Yes, but what is Barry’s?? What it is is it’s an amusements arcade, or a theme park or an entertainment complex. Everyone in the history of growing up in Northern Ireland has been there. And I mean everyone. Everyone has been to Barry’s. It’s the law.

Barry’s is a Northern Irish institution

The History in Short – Barry’s to Curry’s

Barry’s Amusements was an amusement park in Portrush in Northern Ireland. Located in the center of Portrush, County Antrim, on the north coast, it was founded in 1925. The owners offered it for sale in 2019 and it was reported sold for redevelopment in 2021. In April 2022, it reopened under lease as Curry’s Fun Park. Wikipedia
Address: 16 Eglinton St, Portrush BT56 8DX, United Kingdom
Closed: September 2019
Re-opened as Curry’s: April 2022
Owner: Trufelli family (former)
Province: Ulster
Water rides: 1
Slogan: “Let the fun begin”
Barry’s becomes Curry’s and magically re-opened in 2022

In 2019 when the place shut forever and saddened the nation. Not to be downheartened, somebody got the money together to save it. Barry’s was saved. The only snag was that it was renamed. So Barry’s is now Curry’s. It’s still works for me. This place oozes class. This time, to see the joy on the face of my nephew George was the highlight. George on arrival was very enthusiastic about riding on the Ghost Train. It’s on the right as you enter Barry’s. It was on the right in the 1980s. And it’s on the right now. It hasn’t changed in 40 years. Don’t pay in cash though…

Token Loyal

We are token loyal here. You swap your Northern Irish pounds for tokens and use the tokens on the rides. It makes things smoother and faster. We’re not credit card loyal here. Old school. Cash and tokens. Got to love it!
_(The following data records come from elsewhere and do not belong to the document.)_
PR #807, opened 2025-06-02
Mc labels

Aske-Rosted:
The final _big one_ with the two new extractors `I3HighestEparticleExtractor, I3Calorimetry`. There is a lot of supporting work that had to be done in order to enable these extractors/new labels. 

An example file is also included , which gives an example of how one might run their extraction.

see #789 for the original PR.

### DIFF
--- a/examples/01_icetray/05_convert_i3_files_advanced.py
+++ b/examples/01_icetray/05_convert_i3_files_advanced.py
@@ -54,7 +54,11 @@ def main(
     max_table_size: int = int(25e7),
     converter_class: str = "sqlite",
 ) -> None:
-    """Convert IceCube-Upgrade I3 files to intermediate `backend` format."""
+    """Convert IceCube I3 files tosqlite/parquet.
+
+    Advanced example script to convert IceCube I3 files to
+    sqlite/parquet.
+    """
     # Check(s)
     inputs = [f"{TEST_DATA_DIR}/i3/nugen_ftp-v3_level2"]
     outdir = f"{EXAMPLE_OUTPUT_DIR}/convert_i3_files/ic86_advanced"


src/graphnet/data/extractors/icecube/i3extractor.py
```diff
@@ -20,20 +25,28 @@ class I3Extractor(Extractor):
...
+    ):
         """Construct I3Extractor.
 
         Args:
             extractor_name: Name of the `I3Extractor` instance. Used to keep
                 track of the provenance of different data, and to name tables
                 to which this data is saved.
-            exclude: List of features to exclude from the extractor.
+            exclude: List of keys to exclude from the extracted data.
+            is_corsika: Boolean indicating if the event files being processed
```
RasmusOrsoe, line 41: Are there not some entry in the frame that could replace this argument?

src/graphnet/data/extractors/icecube/i3calorimetry.py
```diff
@@ -0,0 +1,237 @@
...
+    from icecube import (
+        icetray,
+        dataclasses,
+        MuonGun,
+        simclasses,
+    )  # pyright: reportMissingImports=false
+
+
+class I3Calorimetry(I3Extractor):
+    """Energy on appearance of all visible particles in the volume."""
```
RasmusOrsoe, line 22: Since this extracts the energy on appearance, maybe a more suitable name for the extractor would be `I3EnergyOnAppearanceExtractor`, or something similar?

examples/01_icetray/05_convert_i3_files_advanced.py
```diff
@@ -0,0 +1,179 @@
...
+    """Convert IceCube-Upgrade I3 files to intermediate `backend` format."""
+    # Check(s)
+    inputs = [f"{TEST_DATA_DIR}/i3/oscNext_muongun_level3_v02"]
+    outdir = f"{EXAMPLE_OUTPUT_DIR}/convert_i3_files/ic86_advanced"
+    gcd_rescue = glob(
+        f"{TEST_DATA_DIR}/i3/oscNext_muongun_level3_v02/*GeoCalib*"
+    )[0]
+
+    # Create hulls, these need to be global for the multiprocessing.
+    IceCube_hull_extended = GCD_hull(gcd_rescue, padding=padding)
```
RasmusOrsoe, line 63: `IceCube_hull_extended` -> icecube_hull_extended

examples/01_icetray/05_convert_i3_files_advanced.py
```diff
@@ -0,0 +1,179 @@
...
+    highest_e_particle = I3HighestEparticleExtractor(
+        extractor_name="HEP",
+        hull=IceCube_hull_extended,
+        daughters=True,
+        is_corsika=False,
+    )
+
+    # Comparisons to other reconstruction methods
+
+    SplineMPE = I3ParticleExtractor(extractor_name="OnlineL2_SplineMPE")
```
RasmusOrsoe, line 106: `SplineMPE` -> `splinempe` or `spline_mpe`

examples/01_icetray/05_convert_i3_files_advanced.py
```diff
@@ -0,0 +1,179 @@
...
+    LineFit = I3ParticleExtractor(extractor_name="LineFit")
```
RasmusOrsoe, line 107: `LineFit` -> `linefit`

examples/01_icetray/05_convert_i3_files_advanced.py
```diff
@@ -0,0 +1,179 @@
...
+        extractors=extractors,
+        outdir=outdir,
+        num_workers=workers,
+        gcd_rescue=gcd_rescue,
+        i3_filters=filters,
+        max_table_size=max_table_size,
+    )
+    # run the converter
+
+    print(f"converting {inputs} to {outdir}")
```
RasmusOrsoe, line 146: Lets use the logger, like in the other examples. I.e.

`logger.info(str)`

examples/01_icetray/05_convert_i3_files_advanced.py
```diff
@@ -0,0 +1,179 @@
...
+def main(
+    merge: bool,
+    remove: bool,
+    workers: int = 1,
+    padding: int = 250,
+    max_table_size: int = int(25e7),
+) -> None:
+    """Convert IceCube-Upgrade I3 files to intermediate `backend` format."""
+    # Check(s)
+    inputs = [f"{TEST_DATA_DIR}/i3/oscNext_muongun_level3_v02"]
```
RasmusOrsoe, line 56: Is this test file sufficient for the example, or should be add a new one?

examples/01_icetray/05_convert_i3_files_advanced.py
```diff
@@ -0,0 +1,179 @@
...
+
+
+def main(
+    merge: bool,
+    remove: bool,
+    workers: int = 1,
+    padding: int = 250,
+    max_table_size: int = int(25e7),
+) -> None:
+    """Convert IceCube-Upgrade I3 files to intermediate `backend` format."""
```
RasmusOrsoe, line 54: Lets update this string

src/graphnet/data/extractors/icecube/i3calorimetry.py
```diff
@@ -0,0 +1,237 @@
...
+        # Member variable(s)
+        self.hull = hull
+        self.mctree = mctree
+        self.mmctracklist = mmctracklist
+        self.daughters = daughters
+        # Base class constructor
+        super().__init__(extractor_name=extractor_name, **kwargs)
+
+    def __call__(self, frame: "icetray.I3Frame") -> Dict[str, Any]:
+        """Extract all the visible particles entering the volume."""
```
RasmusOrsoe, line 43: Extract **energy** for all ...

RasmusOrsoe (commented):
Hi @Aske-Rosted - Thank you for this great contribution!

I've taken a look and added a few minor comments. They mostly revolve around snakecase, docstrings and naming.

src/graphnet/data/extractors/icecube/i3extractor.py
```diff
@@ -86,8 +99,116 @@ def set_gcd(self, i3_file: str, gcd_file: Optional[str] = None) -> None:
...
+        frame: "icetray.I3Frame",
+        primaries: Union[
+            "dataclasses.ListI3Particle", "dataclasses.I3Particle"
+        ],
+    ) -> Union["dataclasses.ListI3Particle", "dataclasses.I3Particle"]:
+        """Check that primary energy exists for the particle(s).
+
+        If the primary energy is not available, the method will see if the
+        particle has a single daughter, and if so, return that
+        """
```
sevmag, line 123: Missing Args, description

src/graphnet/data/extractors/icecube/i3extractor.py
```diff
@@ -86,8 +99,116 @@ def set_gcd(self, i3_file: str, gcd_file: Optional[str] = None) -> None:
...
+            self.warning_once("Primary energy is nan checking daughters")
+            daughters = dataclasses.I3MCTree.get_daughters(
+                frame[self.mctree], primary
+            )
+            if len(daughters) == 0:
+                raise ValueError(
+                    "Primary energy is nan and no daughters found"
+                )
+            primary = dataclasses.ListI3Particle()
+            for daughter in daughters:
```
sevmag, line 158: In the docstring, you say "... will see if the particle has a single daughter ..." but here it seems as if you account for multiple daughters. Am I missing something?

src/graphnet/data/extractors/icecube/i3highesteparticleextractor.py
```diff
@@ -0,0 +1,750 @@
...
+        energies, lengths = np.array(
+            [[p.energy, p.length] for p in particles]
+        ).T
+        loc_max = np.argmax(energies)
+        # Inherit from the highest energy particle
+        bundle = particles[loc_max]
+
+        intersections = self.hull.surface.intersection(bundle.pos, bundle.dir)
+
+        assert not np.isnan(intersections.first), "No intersection found"
```
sevmag, line 239: Can it not happen that an event passes the `self.hull.rays_and_sphere_intersection_check` check, so intersecting with the sphere, but not the actual detector? In this case, this assertion would kill the process, right?

src/graphnet/data/extractors/icecube/i3calorimetry.py
```diff
@@ -0,0 +1,237 @@
...
+        for track in MuonGun.Track.harvest(frame[self.mctree], MMCTrackList):
+            assert track.is_track, "Track is not a track"
+
+            # Find distance to entrance and exit from sampling volume
+            intersections = self.hull.surface.intersection(
+                track.pos, track.dir
+            )
+            # Get the corresponding energies
+
+            e0 = track.get_energy(intersections.first)
```
sevmag, line 137: What will happen here for a starting track? I'm not familiar with MuonGun, but there shouldn't be any `intersections.first`, or it is not the entry but the exit, logically speaking.

src/graphnet/data/extractors/icecube/i3highesteparticleextractor.py
Aske-Rosted: I believe the case that you are describing is possible. I have however not run into it during my conversion, possible because of the buffer that my conversion employed. Since this whole thing is based on the assumption that the particles are in a relatively tight bundle (which I believe is the case for the corsika simulation) I believe that it would be okay to then simply "abort" and return the fill values for this event. Do you agree with this handling of the event?

sevmag: You could take the next highest energetic particle in the bundle iteratively until you have one that has an intersection, and include the misses in the length_mask. However, I see your point that this scenario is extremely rare, so maybe it's a bit overkill. I think you know best what to do. In case you use the default value, maybe mention this case somewhere so people are not confused when this happens.

src/graphnet/data/extractors/icecube/i3extractor.py
Aske-Rosted: There are ways to check this in the frame, but then you would have to check this for every frame, and the I3Extractor itself actually does not currently do anything on the per frame level.

src/graphnet/data/extractors/icecube/i3calorimetry.py
Aske-Rosted: The discerning difference between the `I3Calorimetry` approach and the `I3HighestEparticleExtractor` is that the `I3Calorimetry` approach tries to look at everything that enters the detector volume (only daughters of the primary if daughters=True). Whereas, the `I3HighestEparticleExtractor` only tries to reconstruct the _single_ highest energy detectable particle entering the detector. The _calorimetric_ approach provides several different types of energy labels which can be reconstructed and therefor energy on appearance. I will try to update the docstring to make this more clear.

examples/01_icetray/05_convert_i3_files_advanced.py
Aske-Rosted: The current file does produce any events meaning a db is not being constructed, it would be nice if we could add a file nugen file with an event passing the charge cut (charge cut could also be reduced).

examples/01_icetray/05_convert_i3_files_advanced.py
```diff
@@ -0,0 +1,179 @@
...
+
+if __name__ == "__main__":
+
+    if not has_icecube_package():
+        Logger(log_folder=None).error(ERROR_MESSAGE_MISSING_ICETRAY)
+    else:
+        # Parse command-line arguments
+        parser = ArgumentParser(
+            description="""
+Convert I3 files to an intermediate format.
```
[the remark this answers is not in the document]
Aske-Rosted: sqlite and parquet inputs have started to diverge slightly I can also add parquet but it means that some arguments such as `max_table_size` and `remove` are not used.

src/graphnet/data/extractors/icecube/i3calorimetry.py
Aske-Rosted: the intersections will in that case produce a negative value for intersections.first and I think the energy which will be used in that case is the energy of the particle at generation.

examples/01_icetray/05_convert_i3_files_advanced.py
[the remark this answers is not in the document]
RasmusOrsoe: Yes, but let's not have it diverge further :-D. Could you adjust it such that it is similar to the other conversion examples, i.e. backend agnostic? The current difference in arguments can be handled by checking if the backend is sqlite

Token loyal at Barry’s (Curry’s)

Ghost Train

I rode this ghost train in the 1980s, and in the 1990s. I was surprised that it was in the same place. The price was 2 tokens, which is £2, decent price in 2023. George was well up for it and ready to be scared!! He was loving it. There was a skeleton that popped up, a skull, a zombie, some odd noises, some darkness and as George noted “a scary Frankenstein popped out of a wardrobe at us!”. This is class, and it hasn’t changed in 40 years. Because it doesn’t need to.

“Don’t ever change” – Ian Brodie.

The Ghost Train at Barry’s (Curry’s) Portrush
The Ghost Train at Barry’s (Curry’s) Portrush
The Ghost Train at Barry’s (Curry’s) Portrush
Reminiscing My Childhood: Ghost Train At Barry’s (Curry’s) Portrush, Northern Ireland
The Ghost Train at Barry’s (Curry’s) Portrush
The Ghost Train at Barry’s (Curry’s) Portrush
Reminiscing My Childhood: Ghost Train At Barry's (Curry's) Portrush, Northern Ireland
Reminiscing My Childhood: Ghost Train At Barry’s (Curry’s) Portrush, Northern Ireland
The Ghost Train at Barry’s (Curry’s) Portrush

Dodgems

There are two types of dodgems here. Solo one for kids and the bigger ones for one adult one child (generally). They are 3 tokens each. My Dad went on the dodgems with George and then George did the solo one.

Dodgems at Barry’s (Curry’s), Portrush
Dodgems at Barry’s (Curry’s), Portrush
Dodgems at Barry’s (Curry’s), Portrush
Dodgems at Barry’s (Curry’s), Portrush
Dodgems at Barry’s (Curry’s), Portrush
Dodgems at Barry’s (Curry’s), Portrush

Two P Machines

My Mum loves these and even though she always wins and would beat them everytime, my Mum always just uses the two ps up at the end anyway. On this trip, she shared them with us all. Endless hours of entertainment for Mum, and for all of us.

Two P Machines at Barry's (Curry's) Portrush
Two P Machines at Barry’s (Curry’s) Portrush
Two P Machines at Barry’s (Curry’s) Portrush
Two P Machines at Barry’s (Curry’s) Portrush
Two P Machines at Barry’s (Curry’s) Portrush
Two P Machines at Barry’s (Curry’s) Portrush

There are loads of other things to do at Barry’s – betting machines, hoopla, jumping horses, rollercoasters, waterslides etc. It’s a brilliant place of entertainment for all and gave us a togetherness in Northern Ireland during the troubles. The legend lives on and I love it!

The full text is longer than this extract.